*WHAT IS REQUIRED:*
Where the string "result" appears in a line of the data, show that line.

Dataset entries:
PR #1768, opened 2026-06-23
Eliminate dead result-DUP on simple assignment statements

Jim8y:
## Summary

A simple assignment (`a = b`) emits a `DUP` of the assigned value so the value can be left on the stack as the expression result. When such an assignment is used as a *statement*, that result is immediately discarded with a `DROP` — so the `DUP`/`DROP` pair is dead code on **every** assignment statement, which is the overwhelmingly common case.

*TASK ANSWER:*
Eliminate dead result-DUP on simple assignment statements
A simple assignment (`a = b`) emits a `DUP` of the assigned value so the value can be left on the stack as the expression result. When such an assignment is used as a *statement*, that result is immediately discarded with a `DROP` — so the `DUP`/`DROP` pair is dead code on **every** assignment statement, which is the overwhelmingly common case.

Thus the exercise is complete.